(Saved entries)
----------

Issue #7326, opened 2020-09-02
Use isolatedModules


ry:
This is going to break a lot of code, however its important for sanity when running with `--no-check` (type stripping).

I propose we do this in a minor release like 1.5.0. Deno is still very much under development and the semver only applies to the Deno namespace and only without the `--unstable` flag.

nayeemrmn:
There's one annoying behaviour of `isolatedModules` which doesn't make sense for Deno to exhibit:

```ts
console.log("Hello, world!");
```
```
error: TS1208 [ERROR]: All files must be modules when the '--isolatedModules' flag is provided.
```

So any toy module which doesn't use `import`/`export` needs `export {};` to disambiguate from traditional scripts, even though Deno doesn't run those.

Ideally, we would wait for another option to make the compiler assume every source is a module and enable that at the same time (https://github.com/microsoft/TypeScript/issues/27535). Maybe this will be the behaviour of `--isolatedModules` itself (https://github.com/microsoft/TypeScript/issues/18232#issuecomment-380104366)!. This is a blocker IMO. If we're in a hurry, I'm also in favour of modifying `tsc` ourselves.

kitsonk:
I really don't want to get into modifying tsc directly.

Ultimately it is a valid "problem" with the module specification, that you can't disambiguate scripts and modules.  There is a proposal to solve this: https://github.com/tc39/proposal-modules-pragma though it doesn't have a lot of traction and movement.

I think realistically it is something that will be encountered rarely with Deno.  I suspect we can ignored TS1208 like we do with other diagnostics with no ill effect.  If we don't want to ignore it, we should rewrite it to indicate that they might want to use `export {}` to ensure wider compatibility.

nayeemrmn:
> Ultimately it is a valid "problem" with the module specification, that you can't disambiguate scripts and modules.

That problem isn't applicable to us. The host environment should already be able to provide this information out-of-band. It's just TS not allowing us to supply that.

> I suspect we can ignored TS1208 like we do with other diagnostics with no ill effect.

That would be great (that's along the lines of what I meant to modify).

lucacasonato:
Status update: 1.4.0 is going to enable this by default in `--unstable` with override in tsconfig being possible.

nayeemrmn:
It's looking like we'll need to enable `preserveConstEnums` along with `isolatedModules`.

[...]

PR #7996, opened 2020-10-16
refactor(cli): migrate run and cache to new infrastructure

kitsonk:
Ref: #7225 

Still a work in progress, the biggest challenge is with dynamic imports.  I need to do some thinking about how best to integrate these in a way that is clean in the new infrastructure.

There is still a bit of cleanup and some more unit tests to write, but thought it was good enough.  It is a ~420 LOC reduction at the moment, but there is certainly more that will be done when bundling can the runtime APIs move over.


bartlomieju:
> Still a work in progress, the biggest challenge is with dynamic imports. I need to do some thinking about how best to integrate these in a way that is clean in the new infrastructure.

Can you elaborate what's the hurdle with dynamic imports?

kitsonk:
> Can you elaborate what's the hurdle with dynamic imports?

Because the module graph is the centre of the universe, it means that it tries to go get dynamic imports eagerly, when swc sees them, also, instead of waiting until they are demanded by the runtime.  tsc also tries to use them in type checking, so we want to be able to eagerly fetch them.  Which means we encounter all the errors there, during the building of the graph, instead when v8 attempts to loads them.  This lead to errors not being catchable.  I have fixed it now in my branch, basically making dynamic import resolutions in the graph non-errors, but as I said in our chat, I broke a few other things, but I think I know what happened there and am fixing that now.

cli/module_graph2.rs
```diff
@@ -566,24 +668,150 @@ impl Graph2 {
...
+      options.emit, options.lib, options.maybe_config_path, options.reload
+    );
+    let mut config = TsConfig::new(json!({
+      "allowJs": true,
+      // TODO(@kitsonk) is this really needed?
+      "esModuleInterop": true,
+      // Enabled by default to align to transpile/swc defaults
+      "experimentalDecorators": true,
+      "incremental": true,
+      "isolatedModules": true,
```
kitsonk, line 688: Note, this is a breaking change that was planned for 1.5... See: #7326

kitsonk:
I am pretty happy with it now.

It does include the breaking change that `isolatedModules` are on by default, which has only been the case under `--unstable` since 1.4.

I am going back through issues that we said we wanted to address with this re-write and writing some test for them.  At least one of them is not fixed and I am looking into what I can do to fix it at the moment.

cli/module_graph2.rs
ry: Thanks for pointing this out - Can we do this in a separate PR?

cli/module_graph2.rs
```diff
@@ -484,10 +584,11 @@ impl Graph2 {
   pub fn new(handler: Rc<RefCell<dyn SpecifierHandler>>) -> Self {
     Graph2 {
       handler,
-      maybe_ts_build_info: None,
+      maybe_tsbuildinfo: None,
```
ry, line 587: <3 grep

kitsonk: done...

cli/module_graph2.rs
kitsonk: Ok, taken out and will follow it up in a seperate PR.

cli/specifier_handler.rs
```diff
@@ -173,12 +207,14 @@ pub struct FetchHandler {
...
   file_fetcher: SourceFileFetcher,
   permissions: Permissions,
+  permissions_dynamic: Permissions,
 }
 
 impl FetchHandler {
   pub fn new(
     program_state: &Arc<ProgramState>,
     permissions: Permissions,
+    permissions_dynamic: Permissions,
```
bartlomieju, line 217: @kitsonk I'm lost here - why do we need two different sets of permissions passes to `FetchHandler`?

cli/module_graph2.rs
```diff
@@ -336,14 +359,30 @@ impl Module {
...
+          Ok(specifier) => Some(specifier),
+          Err(any_error) => {
+            match any_error.downcast_ref::<ModuleResolutionError>() {
+              Some(ModuleResolutionError::ImportPrefixMissing(_, _)) => None,
+              _ => {
+                return Err(any_error);
+              }
+            }
+          }
+        };
```
bartlomieju, line 379: I think this bit won't return error for either dynamic or static imports - is that desired? Maybe error could be ignored only for dynamic imports?

cli/module_graph2.rs
```diff
@@ -469,10 +568,11 @@ pub struct TranspileOptions {
 #[derive(Debug)]
 pub struct Graph2 {
   handler: Rc<RefCell<dyn SpecifierHandler>>,
-  maybe_ts_build_info: Option<String>,
+  maybe_tsbuildinfo: Option<String>,
   modules: HashMap<ModuleSpecifier, Module>,
   redirects: HashMap<ModuleSpecifier, ModuleSpecifier>,
   roots: Vec<ModuleSpecifier>,
+  roots_dynamic: bool,
```
bartlomieju, line 575: What does this field do? Could you add a comment?

cli/specifier_handler.rs
kitsonk: Because, the module_graph doesn't always wait to fetch dynamic imports when requested by deno_core.  It actually tries to fetch them ahead of time, but does not error if they are missing.  So in the `FetchHandler` we have to ensure we are passing the right set of permissions to the `fetch_handler` to avoid permission escapes when importing dynamic permissions.

In the old world the program_state talked directly to the file_fetcher and would supply the "right" permissions when supplying a dynamic versus static import.

Having said that out loud though, I realise that `program_state` has the right dynamic permissions on it already though, so I should/could use that.

Does that make any more sense?

cli/program_state.rs
```diff
@@ -115,89 +119,69 @@ impl ProgramState {
...
-    is_dyn_import: bool,
+    is_dynamic: bool,
     maybe_import_map: Option<ImportMap>,
   ) -> Result<(), AnyError> {
-    let module_specifier = module_specifier.clone();
+    let specifier = specifier.clone();
+    let handler = Rc::new(RefCell::new(FetchHandler::new(
+      self,
+      permissions.clone(),
+      self.permissions.clone(),
```
bartlomieju, line 132: This bit looks wrong to me - main permissions will be forwarded from the runtime while dynamic imports will use  initial permissions (which might have been partially revoked). And again, why do we need to different permissions passed to `FetchHandler`?

I've got this problem in the back of my head to remove `ProgramState::permissions` but waiting on these compiler refactors to be finished.

cli/program_state.rs
```diff
@@ -115,89 +119,69 @@ impl ProgramState {
...
+    )?));
+    let mut builder = GraphBuilder2::new(handler, maybe_import_map);
+    builder.insert(&specifier, is_dynamic).await?;
```
bartlomieju, line 135: Nitpick: async `insert` method looks strange, maybe we can come up with a better name? `construct()`?

cli/program_state.rs
```diff
@@ -115,89 +119,69 @@ impl ProgramState {
...
+            TypeLib::UnstableDenoWorker
+          } else {
+            TypeLib::DenoWorker
+          }
+        }
+      };
+      let (stats, diagnostics, maybe_ignored_options) =
+        graph.check(CheckOptions {
+          debug,
+          emit: true,
```
bartlomieju, line 171: Just to be sure `emit: true` is temporary and we'll remove emit from TSC in the future, right?

cli/program_state.rs
```diff
@@ -279,261 +289,66 @@ impl ProgramState {
...
-          })
-          .expect("Failed to find imported file");
-        let media_type = import_file.media_type;
-        media_type == MediaType::TypeScript
-          || media_type == MediaType::TSX
-          || media_type == MediaType::JSX
-      })
+// TODO(@kitsonk) this is only temporary, but should be refactored to somewhere
+// else, like a refactored file_fetcher.
+impl SourceMapGetter for ProgramState {
```
bartlomieju, line 294: Glad to see `SourceMapGetter` moved from `tsc.rs` - I do believe it should be implemented on `ProgramState`

cli/specifier_handler.rs
```diff
@@ -25,8 +26,30 @@ pub type DependencyMap = HashMap<String, Dependency>;
...
   Pin<Box<(dyn Future<Output = Result<CachedModule, AnyError>> + 'static)>>;
 
+/// A group of errors that represent errors that can occur with an
+/// an implementation of `SpecifierHandler`.
+#[derive(Debug, Clone, Eq, PartialEq)]
+pub enum HandlerError {
+  /// A fetch error, where we have a location associated with it.
+  FetchErrorWithLocation(String, Location),
+}
+use HandlerError::*;
```
bartlomieju, line 36: FYI I'm not a fan of doing that - it pollutes whole module with all the variants - if it's only required for `fmt::Display` I suggest moving it into `fn fmt()`

cli/tests/disallow_http_from_https_ts.out
```diff
@@ -1,2 +1,3 @@
-error: Modules loaded over https:// are not allowed to import modules over http://
-Imported from "https://localhost:5545/cli/tests/disallow_http_from_https.ts:2"
+error: Modules imported via https are not allowed to import http modules.
+  Importing: http://localhost:4545/cli/tests/001_hello.js
+    at https://localhost:5545/cli/tests/disallow_http_from_https.ts:2:0
```
bartlomieju, line 3: Very nice upgrade 👍

cli/tests/error_015_dynamic_import_permissions.out
```diff
@@ -1 +1 @@
-error: Uncaught TypeError: network access to "http://localhost:4545/cli/tests/subdir/mod4.js", run again with the --allow-net flag
+error: network access to "http://localhost:4545/cli/tests/subdir/mod4.js", run again with the --allow-net flag
```
bartlomieju, line 1: `PermissionsDenied` should be shown here - without it this message is incomplete

cli/tests/error_local_static_import_from_remote.js.out
```diff
@@ -1,3 +1,4 @@
 [WILDCARD]
-error: Remote modules are not allowed to statically import local modules. Use dynamic import instead.
-Imported from "[WILDCARD]error_local_static_import_from_remote.js:1"
+error: Remote modules are not allowed to import local modules.
+  Importing: file:///some/dir/file.js
```
bartlomieju, line 3: Sad to see `Use dynamic import instead` hint go away

cli/module_graph2.rs
kitsonk: It is desired because if I don't, then transient dynamic imports become non-catchable. (Part of error_014 test cases).

bartlomieju: Let me rephrase it: will error be returned for errors in static imports?

cli/module_graph2.rs
nayeemrmn: I'll reopen #8050.

cli/module_graph2.rs
kitsonk: Yes, but not by the graph or prepare module, but instead the load module.  There is an integration test that tests for it, and it passes.

cli/program_state.rs
kitsonk: But it doesn't construct... it inserts as module in the graph... `.add`?

cli/program_state.rs
kitsonk: If we are happy with the output of `tsc` and `isolatedModules`.

cli/program_state.rs
kitsonk: Well, I think it should be in what ever file_fetcher becomes... whatever "owns" caching the emitted source files/source maps.  But obviously something for later.

cli/specifier_handler.rs
kitsonk: It is only for convenience...  I will remove it.

cli/tests/error_015_dynamic_import_permissions.out
kitsonk: I am not sure what you are referring to... with or without this PR there is no `PermissionsDenied` text... if we want that, then it should be a subsequent PR.

cli/tests/error_local_static_import_from_remote.js.out
kitsonk: I will fix that.

cli/module_graph2.rs
kitsonk: Specifically it deals with the situation where a dependency has already been loaded and compiled during a run, but then is subsequently loaded as a dynamic import when the `--reload` flag is passed... If in that case the dynamic import has a valid emit, then it will not be reloaded.

As I mentioned in another conversation, I don't think our current behaviour around `--reload` makes sense, when we can be 100% confident that emit will be reproduced now, but we have integration tests that expect that `--reload` will compile a module, unless it has already been compiled (see: `single_compile_with_reload`).

I will add a comment.

cli/program_state.rs
bartlomieju: Let's leave it as is for now...

cli/specifier_handler.rs
bartlomieju: Yes, it does make more sense I think it directly refers to https://github.com/denoland/deno/pull/7996#discussion_r509233924

cli/tests/error_015_dynamic_import_permissions.out
bartlomieju: You're right, sorry for noise.

cli/module_graph2.rs
```diff
@@ -1011,39 +1325,38 @@ impl GraphBuilder2 {
...
   /// Move out the graph from the builder to be utilized further.  An optional
   /// lockfile can be provided, where if the sources in the graph do not match
-  /// the expected lockfile, the method with error instead of returning the
-  /// graph.
+  /// the expected lockfile, an error will be logged and the process will exit.
   ///
   /// TODO(@kitsonk) this should really be owned by the graph, but currently
   /// the lockfile is behind a mutex in program_state, which makes it really
   /// hard to not pass around as a reference, which if the Graph owned it, it
   /// would need lifetime parameters and lifetime parameters are 😭
```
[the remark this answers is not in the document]
kitsonk: We should do that as a seperate PR.  Added issue #8065.

cli/module_loader.rs
```diff
@@ -113,44 +112,34 @@ impl ModuleLoader for CliModuleLoader {
...
-    } else {
-      None
-    };
-
     // TODO(bartlomieju): `prepare_module_load` should take `load_id` param
     async move {
       program_state
         .prepare_module_load(
-          module_specifier,
-          maybe_referrer,
```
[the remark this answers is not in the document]
bartlomieju: So in case of dynamic import `maybe_referrer` will have value - if trying to load `module_specifier` results in eg. `404` we can display the error with information that this failed import originated from `maybe_referrer`.

cli/module_graph2.rs
kitsonk: I've also opened #8066

cli/module_loader.rs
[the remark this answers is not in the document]
kitsonk: But then the module graph would have to have the concept of referrer on add... which doesn't make sense... As mentioned before, the module graph silently squashes these error and allows them to be done on the `fetch_compiled_module` and why `error_014_catch_dynamic_import_error` passes (which includes the referrer).

cli/program_state.rs
kitsonk: Ok, I have looked at this... There is a lot of indirection in there that we should consider refactoring out.

- deno_core calls `prepare_load()` on the `ModuleLoader`
- `CliModuleLoader` implements `ModuleLoader`, and when `prepare_load()` is called it determines if the "main" module is being called, or if it is a dynamic import.
  - If it is the main module is passes `Permissions::all()` to `program_state.prepare_module_load()`,
  - Otherwise it clones a version of the permissions from `op_state`.
- The `program_state.permissions()` aren't used at all in figuring out dependencies as far as I can tell.

As stated above, the new module graph tries to make dynamic imports part of the graph, which gives a more complete type check when type checking modules, as well as an efficiency benefit of pre-fetching as many of the dynamic imports as possible.  Because of these seperate permissions being used in the new module graph, all the permission tests are passing.

I think I understand enough now to clean it up a bit better, and will take a look at the whole thing tomorrow and try to get it a bit more clean, since really it should be the module graph, being the centre of the universe, that mediates if it is using the "all" permissions, or the current runtime state permissions, and ideally not a concern of the module_loader or program_state.

bartlomieju: @kitsonk I agree that `ProgramState::permissions` should be removed. My only problem now is that `self.permissions.clone()` is the wrong one to pass to module graph. We can clean this up in a follow up PR, but in this case permissions from `OpState` should be passed. After that I can approve the PR

cli/module_graph2.rs
```diff
@@ -1005,45 +1389,17 @@ impl GraphBuilder2 {
...
-    }
-
-    Ok(())
-  }
-
   /// Move out the graph from the builder to be utilized further.  An optional
   /// lockfile can be provided, where if the sources in the graph do not match
-  /// the expected lockfile, the method with error instead of returning the
-  /// graph.
+  /// the expected lockfile, an error will be logged and the process will exit.
```
ry, line 1394: What's the reasoning behind making `get_graph` infallible? Seem like the `Result` return value that was here before would be a better separation of concerns.

cli/file_fetcher.rs
```diff
@@ -579,6 +579,29 @@ fn map_js_like_extension(path: &Path, default: MediaType) -> MediaType {
...
+                }
+              } else {
+                default
+              }
+            }
+          }
+        } else {
+          default
+        }
+      }
```
ry, line 604: I see we don't have any unit tests in this module for `map_js_like_extension()` - which is unfortunate.  Would you mind adding a new unit test to nail down the logic being added here?

cli/source_maps.rs
```diff
@@ -6,8 +6,9 @@ use deno_core::error::JsError as CoreJsError;
 use sourcemap::SourceMap;
 use std::collections::HashMap;
 use std::str;
+use std::sync::Arc;
 
-pub trait SourceMapGetter {
+pub trait SourceMapGetter: Sync + Send {
```
ry, line 11: Why does it need to be Send + Sync?

cli/specifier_handler.rs
```diff
@@ -99,7 +99,7 @@ impl Default for Emit {
   }
 }
 
-#[derive(Debug, Clone, Default)]
+#[derive(Debug, Clone)]
 pub struct Dependency {
   /// Flags if the dependency is a dynamic import or not.  This will be set to
   /// `true` if it is, otherwise `false`.
```
ry, line 105: "This will be set to `true` if it is, otherwise `false`."

superfluous

cli/specifier_handler.rs
```diff
@@ -114,6 +114,17 @@ pub struct Dependency {
   pub maybe_type: Option<ModuleSpecifier>,
 }
```
ry, line 115: Is it ever the case that `maybe_code.is_some() && maybe_type.is_some()` ? What about the opposite - is it possible that `maybe_code.is_none() && maybe_type.is_none()` ?

If the answer to those questions is no, then consider refactoring this type to not allow for those situations. It might be something like this:
```rust
struct Dependency {
  location: Location,
  is_dynamic: bool,
  kind: DependencyKind,
  module_specifier: ModuleSpecifier,
}

enum DependencyKind { Code, Type };
```

cli/file_fetcher.rs
kitsonk: Yeah, it would be nicer to have them seperate... but I think file_fetcher needs a good hose down anyways.

cli/source_maps.rs
kitsonk: Because when I implemented it on `ProgramState`, `ProgramState` gets passed around as an `Arc` and therefore the trait needed to be `Sync + Send` to be able to be implementable in a thread safe way.

cli/specifier_handler.rs
kitsonk: `maybe_code.is_some()` && `maybe_type.is_some()` occurs quite frequently when you have `@deno-types` or `X-TypeScript-Types` or `/// <reference types="" />`.  Modelling this properly is one of the key improvements in the new module graph, so we can always ensure we have a single dependency structure and not get weird edge cases.

`maybe_code.is_none()` && `maybe_type.is_none()` only occurs in situations situations where dynamic imports potentially have runtime issues, so we see the dependency in the graph, but we "defer" erroring until the module is expressly attempted to be loaded by `deno_core`.

cli/module_graph2.rs
kitsonk: A couple reasons... `get_graph()` should be infallible in my opinion... it should externally be a simple "move" out.

Also, my opinion is locking is an internal concern.  It should be terminal and not left up to the consumer of the API to figure that out.  Because the lockfile was asserted, it is meant to be strictly enforced.  Bubbling up a result means that the consumer could ignore a failure and continue, when we know objectively something is wrong with the graph.

Lastly, we exit with code 10.  If we moved that out of here, then there would be about 5-6 places where we would have to downcast and any error to a lock error, to be able to be certain it was a lock error, and then branch to exit the process with an error of 10.

I had originally made in fallible and it was starting to get messy and difficult.

kitsonk:
@bartlomieju I think I have addressed all your feedback... PTAL

cli/program_state.rs
kitsonk: Ok, to avoid any confusion, I renamed what gets passed in from the loader as `dynamic_permissions` and put several comments in the code.  Feels a lot clearer now.

bartlomieju: Thank you

cli/specifier_handler.rs
```diff
@@ -187,23 +233,54 @@ impl FetchHandler {
...
+    is_dynamic: bool,
+  ) -> FetchFuture {
+    // When the module graph fetches dynamic modules, the set of dynamic
+    // permissions need to be applied.  Other static imports have all
+    // permissions.
+    let permissions = if is_dynamic {
+      self.dynamic_permissions.clone()
+    } else {
+      Permissions::allow_all()
+    };
```
bartlomieju, line 256: This is indeed cleaner. We could bike shed on the naming, but I'm not gonna do that right now - although it might be a misleading in case of creates module graph for worker - it is another top level module (not dynamic), but it should use runtime permissions - and I think that's already happening.

bartlomieju (approved):
LGTM, let's land it 🚀

cli/specifier_handler.rs
kitsonk: Yeah, but not in the module graph...  There is still a bit of work to do to try consolidate where we have logic like this.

----------

> _What you will do_
Please go through the entries and show every line with the word "SpecifierHandler".

> _Exercise response_
   pub fn new(handler: Rc<RefCell<dyn SpecifierHandler>>) -> Self {
   handler: Rc<RefCell<dyn SpecifierHandler>>,
+/// an implementation of `SpecifierHandler`.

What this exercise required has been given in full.